An asset's carrying amount is written down immediately to its recoverable amount if the asset's carrying amount is greater than
its estimated recoverable amount.
Gains and losses on disposals are determined by comparing proceeds with carrying amount. These are included in profit or loss within other income or other expenses as the case may be.
(m) Intangible assets
Intangible assets are recognized when it is probable that the future economic benefits that are attributable to the assets will flow to the Company and the cost of the asset can be measured reliably. And Intangible assets are recorded at the consideration paid for acquisition.
(i) Computer software
Computer softwares are shown at historical cost and are subsequently carried at cost less accumulated amortization and impairment losses.
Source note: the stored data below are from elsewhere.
PR #10367, opened 2022-06-01
Ballistic goggles protect against flashes

QualityVan:
## About The Pull Request
As title. They give a three tile tint around the edges of the screen, too. You'll still hurt your eyes if you try welding with them on. Also removed equipping them to your mask slot.

## Why It's Good For The Game
An option for people dedicated to explosives. I'd say 'at the cost of your eye slot', but that isn't much of a cost.

## Changelog
:cl:
add: Ballistic goggles protect against flashing lights, but you can't wear them as masks any more (why could you?). Not strong enough to weld with.
/:cl:

### DIFF
--- a/code/modules/clothing/glasses/glasses.dm
+++ b/code/modules/clothing/glasses/glasses.dm
@@ -137,17 +137,21 @@
 
 /obj/item/clothing/glasses/mgoggles
 	name = "marine ballistic goggles"
-	desc = "Standard issue TGMC goggles. Mostly used to decorate one's helmet."
+	desc = "Standard issue TGMC goggles. Mostly used to decorate one's helmet, but the tinting help with bright flashes too."
 	icon_state = "mgoggles"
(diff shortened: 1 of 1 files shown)


breadhunt:
If these are really needed you just go loot PO's sunglasses. But that requires tiding in and destroying lockers.

Good PR imo, flash protection isn't insanely strong at all (it's kinda shit compared to healthhud/imagers lol) and  the green welding goggles still exist as a straight-up better version of these.

Pariah919:
i use these for style please no

Lumipharon:
Flash in tgmc is only really to make close range nade use worse. I don't think nade spam needs to be buffed though.

Naaanii:
Nades flash?

bluezorua:
some people use these for style, maybe  add a variant with this effect?

TiviPlus:
Its used by people for style make a new variant for it

PR #10368, opened 2022-06-02
Laser sniper rework (IFF mode seperated)

Pariah919:
## About The Pull Request
Seperates IFF mode from normal mode, redoes description.

IFF MODE STATS
-
50/30 damage and 30 pen.
Short windup. (0.5)

## Why It's Good For The Game
Makes laser sniper not trash poopoo and gives it some level of gimmick.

(ii) Amortization methods and periods
The Company amortizes computer software over a period of 6 years on Straight Line Basis.
(iii) Derecognition
An Intangible asset is derecognized on disposal or when no future economic benefits are expected from use or disposal. Gains or losses arising from derecognition of an intangible asset is measured as the difference between the net disposal proceeds and the carrying amount of the asset and is recognized in the statement of profit and loss.
(n) Borrowings
Borrowings are initially recognized at fair value, net of transaction costs incurred. Borrowings are subsequently measured at amortized cost. Any difference between the proceeds (net of transaction costs) and the redemption amount is recognized in profit or loss over the period of the borrowings using the effective interest method. Fees paid on the establishment of loan facilities are recognized as transaction costs of the loan to the extent that it is probable that some or all of the facility will be drawn down. In this case, the fee is deferred until the draw down occurs. To the extent there is no evidence that it is probable that some or all of the facility will be drawn down, the fee is capitalized as a prepayment for liquidity services and amortized over the period of the facility to which it relates.
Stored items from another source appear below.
PR #10375, opened 2022-06-03
Make automated miners require open turfs on all 8 sides to sell ore (excluding map spawn turfs and xeno resin walls)

Wayland-Smithy:
## About The Pull Request

Guess who's back?
Can later be extended to include dense objects (like closed airlocks 😉)

This change is only a stop gap measure and will not prevent all wall cheese as in places where mapped in walls are you will be able to get away with leaving space around the rest and connecting to the existing closed turfs. I much prefer removing the upgrade altogether.

## Why It's Good For The Game
See mathematical explanation for why this is bad here: https://github.com/tgstation/TerraGov-Marine-Corps/pull/10375#issuecomment-1146151053
image
image
image

## Changelog
:cl:
balance: Automated miners require open turfs on all 8 sides to sell ore with the exception of xeno resin walls and turfs present when the map loads.
/:cl:

### DIFF
--- a/code/game/objects/machinery/miner.dm
+++ b/code/game/objects/machinery/miner.dm
@@ -41,6 +41,8 @@
 	var/miner_upgrade_type
 	///What faction secured that miner
 	var/faction = FACTION_TERRAGOV
+	///What directions had closed turfs on init, to skip during later checks
+	var/list/ignore_turf_dirs = list()
 
 /obj/machinery/miner/damaged	//mapping and all that shebang
 	miner_status = MINER_DESTROYED
@@ -56,6 +58,10 @@
 	SSminimaps.add_marker(src, z, hud_flags = MINIMAP_FLAG_ALL, iconstate = "miner_[mineral_value >= PLATINUM_CRATE_SELL_AMOUNT ? "platinum" : "phoron"]_off")
 	start_processing()
 	RegisterSignal(SSdcs, COMSIG_GLOB_DROPSHIP_HIJACKED, .proc/disable_on_hijack)
+	for(var/direction in GLOB.alldirs)
+		var/turf/selected_turf = get_step(loc, direction)
+		if(!isopenturf(selected_turf) && !istype(selected_turf, /turf/closed/wall/resin)) //Must be open on all sides to operate
+			ignore_turf_dirs += direction
 
 /obj/machinery/miner/update_icon()
 	switch(miner_status)
@@ -267,6 +273,8 @@
 		if(miner_upgrade_type == MINER_AUTOMATED)
 			var/obstructions = list()
 			for(var/direction in GLOB.alldirs)
+				if(ignore_turf_dirs.Find(direction))
+					continue
 				var/turf/selected_turf = get_step(loc, direction)
 				if(!isopenturf(selected_turf) && !istype(selected_turf, /turf/closed/wall/resin)) //Must be open on all sides to operate
 					obstructions += selected_turf.name
--- a/code/game/objects/machinery/miner.dm
+++ b/code/game/objects/machinery/miner.dm
@@ -265,18 +265,25 @@
 		return
 	if(add_tick >= required_ticks)
 		if(miner_upgrade_type == MINER_AUTOMATED)
-			for(var/direction in GLOB.cardinals)
-				if(!isopenturf(get_step(loc, direction))) //Must be open on one side to operate
-					continue
-				SSpoints.supply_points[faction] += mineral_value
-				do_sparks(5, TRUE, src)
-				playsound(loc,'sound/effects/phasein.ogg', 50, FALSE)
-				say("Ore shipment has been sold for [mineral_value] points.")
+			var/obstructions = list()
+			for(var/direction in GLOB.alldirs)
+				var/turf/selected_turf = get_step(loc, direction)
+				if(!isopenturf(selected_turf) && !istype(selected_turf, /turf/closed/wall/resin)) //Must be open on all sides to operate
+					obstructions += selected_turf.name
+
+			if(length(obstructions) > 0)
+				playsound(loc,'sound/machines/buzz-two.ogg', 35, FALSE)
+				say("Ore shipment export failed. Obstructed by: [jointext(obstructions, ", ")].")
 				add_tick = 0
 				return
-			playsound(loc,'sound/machines/buzz-two.ogg', 35, FALSE)
+
+			SSpoints.supply_points[faction] += mineral_value
+			do_sparks(5, TRUE, src)
+			playsound(loc,'sound/effects/phasein.ogg', 50, FALSE)
+			say("Ore shipment has been sold for [mineral_value] points.")
 			add_tick = 0
 			return
+
 		stored_mineral += 1
 		add_tick = 0
 	if(stored_mineral >= 8)	//Stores 8 boxes worth of minerals


Derrick2Electricboogaloo:
Terrible. Easy for beans to crush/acid the walls in a minute

Lumipharon:
This seems excessive considering normal walls can be melted by any acid caste  and really require an absurd amount of plasteel and time to make.

FosterGrime-Heymynameslouie:
the amount of risk-reward ,

(the sheer amount of metal to make walls, how easy it is to destroy walls in the first place, and the output of the miner itself) 

makes straight up walling the miner hurt for marines/engies in the short term but helpful in the long term if xenos just dont decide to take out the walls that takes a minute to melt, or 30 seconds to crush, and thats not mentioning the fact that once a wall has acid it will forever be unfixable and makes a giant unrepairable hole on it.

Naaanii:
Neat. Marines can still wall off miners, but will now require even more mats.

Wayland-Smithy:
I think it's funny to call this little bit of code excessive yet the engineers building ~8 walls because they know automated miners do not require access to gather the phoron crates get a pass. Will it still be okay when they start building additional defenses around the little wall forts to make it extra cancer to disable 1 plat miner? At some point the engi powercreep needs to be held at bay.

Let's dissect this old and tired "just melt it" argument with a basic walls + weak acid example (which also requires a large xeno to open the acid holes). I won't even consider crushing as it requires a specific T3 with a lane of at least 14 tiles and even then is not guaranteed to break a wall with any speed because of RNG. The fact crushing was even brought up IMHO shows at worst your bad faith position and at best how little thought you put into the argument. If xenos had some sort of special defense that only expensive req gear could break then perhaps I could understand at least drawing a parallel.

First we need some code for reference: 
https://github.com/tgstation/TerraGov-Marine-Corps/blob/8279c2d9406356e7eda639bdefda1954d8ecf3d0/code/game/objects/effects/aliens.dm#L141-L145
https://github.com/tgstation/TerraGov-Marine-Corps/blob/8279c2d9406356e7eda639bdefda1954d8ecf3d0/code/game/objects/effects/aliens.dm#L154-L158
https://github.com/tgstation/TerraGov-Marine-Corps/blob/8279c2d9406356e7eda639bdefda1954d8ecf3d0/code/game/objects/effects/aliens.dm#L171-L173
https://github.com/tgstation/TerraGov-Marine-Corps/blob/8279c2d9406356e7eda639bdefda1954d8ecf3d0/code/game/objects/effects/acid_hole.dm#L59-L62

@Lumipharon or anyone please feel free to correct my math below if I am mistaken.

```
8 strength_t / 0.0016 acid_strength = 5000 real ticks requiring specific castes that can use acid
5000 real ticks = 500 seconds (plus up to 5 more seconds for SSslowprocesisng) = weak acid time needed to make a hole
60 real ticks = 6 seconds = 1 acid hole expanding requiring specific castes that can expand holes
30 real ticks = 3 seconds = 1 miner slash doAfter

1400 real ticks = 140 seconds = 1 miner ore export
1 miner ore export = 15 to 30 req points
8 + 2 + 2 metal = 12 metal = 1 wall from scratch
50 metal sheets = 20 req points = 4 walls from scratch (for reference right now the cheese requires 6 walls)

~512 seconds to disable a walled miner with perfect coordination assuming available castes
divide by 140 seconds per export
equals 3 exports at minimum with more than half progress to a 4th!

if regular:
3 * 15 = 45 points = 100 metal sheets + 5 points leftover = 8.3 new walls from scratch
= 138% return on investment minimum!
if plat:
3 * 30 = 90 points = 200 metal sheets + 10 points leftover = 16.6 new walls from scratch
= 277% return on investment minimum!
```
How is this not cheesy?
Especially compared to a miner protected with cades that can be slashed by any caste, and by multiple xenos at once to speed up the process.

I do not like the solution of blocking automatic miner operations if closed turfs are touching either, but it is the easiest thing to change without having even harder conversations about acid speed to dissolve turfs, nerfing automated miners some other way, or increasing the cost of walls to require a ton of metal and raising the cost of rwalls even higher. However if you have any constructive points on the matter I am all ears.

Losenis:
>Needing all turfs not occupied around the miner

Did you actually go and check every single miner in every single map to see if they're actually free in that manner? And that they're free enough to land the tadpole close without unintentionally shutting them off with the tadpole?

And does this mean xenos can just drop a single wall close to them and completely bypass the point behind the minimap showing if a miner is operational or not?

Wayland-Smithy:
> Did you actually go and check every single miner in every single map to see if they're actually free in that manner? And that they're free enough to land the tadpole close without unintentionally shutting them off with the tadpole?

Engineers have access to this neat tool called a Plasma Cutter than can remove like any turf in the game.

> And does this mean xenos can just drop a single wall close to them and completely bypass the point behind the minimap showing if a miner is operational or not?

If you read the changelog it mentions how resin walls are do not count. The logic there is so hivemind can't just cuck miners with little risk.

Derrick2Electricboogaloo:
> t

Notice how it is mostly on prison? Seems one map is the issue.

Lumipharon:
It's excessive because it takes time to setup walls around a miner. Either I set the walls first so the miner isn't running that whole time so it's not visible on the map),orI set it up first and risk getting attacked while building 8 walls...

Or better yet, I don't waste time on walls, and instead spend the time setting up 3 other miners, and save all those mats.

I dunno what Plat miners you can do with this, aren't they all in caves now, except maybe prison?

So I'm not opposed to this PR, I'm saying it's excessive because I think walling is a waste of time and resources in most cases.

Losenis:
I've also noticed that the 1 empty space free requirement also already guarantees a small caste can still get inside to slash it after another caste acids the wall.

Wayland-Smithy:
> It's excessive because it takes time to setup walls around a miner. Either I set the walls first so the miner isn't running that whole time so it's not visible on the map),orI set it up first and risk getting attacked while building 8 walls...

It only takes 6 walls, so if you build 5 then fix the miner, you only need to finish the last wall by positioning the girder and adding the 4 metal. Regardless of the risk/reward spread it is too good on the most minimal risk/minimal reward side based on my math which assumes the mining starts after all 6 walls are in place which means in practice you might be able to get 4 exports before it is taken out.

You, and the others here, also seem to be assuming xenos are hyper vigilant and will notice a new miner online the very same tick it is activated. In fact the reality of the situation could not be further from the truth if my anecdotes are anything to go by of pleading in hivemind chat for anyone to help take out even non-cheesed miner setups with a few cades and a single guard. That though is a skill issue, so I think you can easily start it mining in a far corner from the action and expect to get 6 walls up in that time. If you are worried about some random runner showing up put 1 or 2 BAS near you. Sentries are so over tuned that if you clear surrounding weeds that will keep you safe for a long time.

> Or better yet, I don't waste time on walls, and instead spend the time setting up 3 other miners, and save all those mats.

As soon as you leave one undefended it can be taken out. As it should be. The issue is walls are stronger than cades and require specific tools (i.e. xeno castes) to deal with and even with those the time needed guarantees you will make back the cost of metal for the walls and then some. 

> I dunno what Plat miners you can do with this, aren't they all in caves now, except maybe prison?

Not sure how the miner being in caves changes the validity of the cheese. I have seen it in Big Red and LV caves before.

> So I'm not opposed to this PR, I'm saying it's excessive because I think walling is a waste of time and resources in most cases.

Cool, so we agree on the fact that walling miners is excessive and unfun.

Wayland-Smithy:
> I've also noticed that the 1 empty space free requirement also already guarantees a small caste can still get inside to slash it after another caste acids the wall.

Sure yes, and that 1 gap is only needed because that was anti-cheese part 1 and as is apparent does not stop the cancer.
A small caste can bypass the 6 additional seconds that big/strong castes can not. It does not change the math much if at all.

TiviPlus:
Discussed this with bravemole we prefer a fix like https://github.com/tgstation/TerraGov-Marine-Corps/pull/10408 as we consider this a mapping issue as well as requiring all 8 sides being excessive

Borrowings are removed from the balance sheet when the obligation specified in the contract is discharged, cancelled or expired. The difference between the carrying amount of a financial liability that has been extinguished or transferred to another party and the consideration paid, including any non-cash assets transferred or liabilities assumed, is recognized in profit or loss as other income/expenses.
Borrowings are classified as current liabilities unless the Company has an unconditional right to defer settlement of the liability for at least 12 months after the reporting period. Where there is a breach of a material provision of a long-term loan arrangement on or before the end of the reporting period with the effect that the liability becomes payable on demand on the reporting date, the entity does not classify the liability as current, if the lender agreed, after the reporting period and before the approval of the financial statements for issue, not to demand payment as a consequence of the breach.
Long-term debt is specified in Ind AS Schedule III as a borrowing having a period of more than twelve months at the time of origination. The portion of non-current borrowings, which is due for payments within twelve months of the reporting date is classified under “current borrowings” while the balance amount is classified under non-current borrowings.
(o) Borrowing costs
General and specific borrowing costs that are directly attributable to the acquisition, construction or production of a qualifying asset are capitalised during the period of time that is required to complete and prepare the asset for its intended use or sale. Qualifying assets are assets that necessarily take a substantial period of time to get ready for their intended use or sale.
Investment income earned on the temporary investment of specific borrowings pending their expenditure on qualifying assets is deducted from the borrowing costs eligible for capitalisation.
Other borrowing costs are expensed in the period in which they are incurred.